» **Your goal**: Looking at the listing below, retype exactly the lines starting at the one containing "PR #7692, opened 2022-08-07" and ending at the one containing "['redis', 'rabbitmq', 'rabbitmq_redis']", both included, and nothing else.

» **Data to use**:
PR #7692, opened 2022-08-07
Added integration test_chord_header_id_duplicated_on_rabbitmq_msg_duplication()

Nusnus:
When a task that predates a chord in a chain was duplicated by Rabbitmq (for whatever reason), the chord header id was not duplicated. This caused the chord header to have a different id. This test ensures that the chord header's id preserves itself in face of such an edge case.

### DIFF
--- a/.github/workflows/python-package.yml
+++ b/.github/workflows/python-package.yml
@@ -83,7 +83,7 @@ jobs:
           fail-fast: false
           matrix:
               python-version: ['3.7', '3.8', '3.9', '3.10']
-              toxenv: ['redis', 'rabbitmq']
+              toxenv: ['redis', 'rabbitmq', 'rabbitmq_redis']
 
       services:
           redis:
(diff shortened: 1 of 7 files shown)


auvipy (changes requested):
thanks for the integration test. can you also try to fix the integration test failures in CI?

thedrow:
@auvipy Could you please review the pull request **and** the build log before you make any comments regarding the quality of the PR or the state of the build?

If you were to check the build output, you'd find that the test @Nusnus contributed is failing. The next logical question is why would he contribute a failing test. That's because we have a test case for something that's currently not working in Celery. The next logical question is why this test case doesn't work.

* * *

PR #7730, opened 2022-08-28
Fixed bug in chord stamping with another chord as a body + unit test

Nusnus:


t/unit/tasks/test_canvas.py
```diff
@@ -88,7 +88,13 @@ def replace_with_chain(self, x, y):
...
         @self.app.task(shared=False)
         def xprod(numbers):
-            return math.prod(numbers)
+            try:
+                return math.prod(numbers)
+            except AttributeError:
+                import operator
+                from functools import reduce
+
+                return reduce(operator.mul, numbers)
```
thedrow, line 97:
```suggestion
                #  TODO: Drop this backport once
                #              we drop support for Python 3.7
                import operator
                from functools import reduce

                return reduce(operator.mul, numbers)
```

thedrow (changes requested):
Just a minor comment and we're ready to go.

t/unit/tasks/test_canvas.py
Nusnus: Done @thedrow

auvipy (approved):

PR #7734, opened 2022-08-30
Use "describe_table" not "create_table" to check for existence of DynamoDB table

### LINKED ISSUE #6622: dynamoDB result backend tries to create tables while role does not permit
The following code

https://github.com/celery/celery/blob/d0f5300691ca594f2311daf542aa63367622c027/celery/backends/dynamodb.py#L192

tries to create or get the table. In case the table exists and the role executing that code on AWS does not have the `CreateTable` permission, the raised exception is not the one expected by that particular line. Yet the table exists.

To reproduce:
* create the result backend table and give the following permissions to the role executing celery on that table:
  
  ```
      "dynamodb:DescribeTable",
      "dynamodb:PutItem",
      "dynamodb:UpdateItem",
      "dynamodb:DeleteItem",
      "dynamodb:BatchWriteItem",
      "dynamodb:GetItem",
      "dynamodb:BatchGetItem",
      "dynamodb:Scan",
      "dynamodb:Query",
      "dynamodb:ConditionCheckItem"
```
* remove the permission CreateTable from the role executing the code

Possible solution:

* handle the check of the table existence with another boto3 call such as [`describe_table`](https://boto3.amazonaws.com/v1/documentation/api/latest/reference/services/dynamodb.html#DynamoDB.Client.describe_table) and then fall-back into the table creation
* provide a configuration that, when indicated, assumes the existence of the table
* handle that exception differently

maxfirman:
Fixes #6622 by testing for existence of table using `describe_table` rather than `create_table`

» **Solution**:
PR #7692, opened 2022-08-07
Added integration test_chord_header_id_duplicated_on_rabbitmq_msg_duplication()

Nusnus:
When a task that predates a chord in a chain was duplicated by Rabbitmq (for whatever reason), the chord header id was not duplicated. This caused the chord header to have a different id. This test ensures that the chord header's id preserves itself in face of such an edge case.

### DIFF
--- a/.github/workflows/python-package.yml
+++ b/.github/workflows/python-package.yml
@@ -83,7 +83,7 @@ jobs:
           fail-fast: false
           matrix:
               python-version: ['3.7', '3.8', '3.9', '3.10']
-              toxenv: ['redis', 'rabbitmq']
+              toxenv: ['redis', 'rabbitmq', 'rabbitmq_redis']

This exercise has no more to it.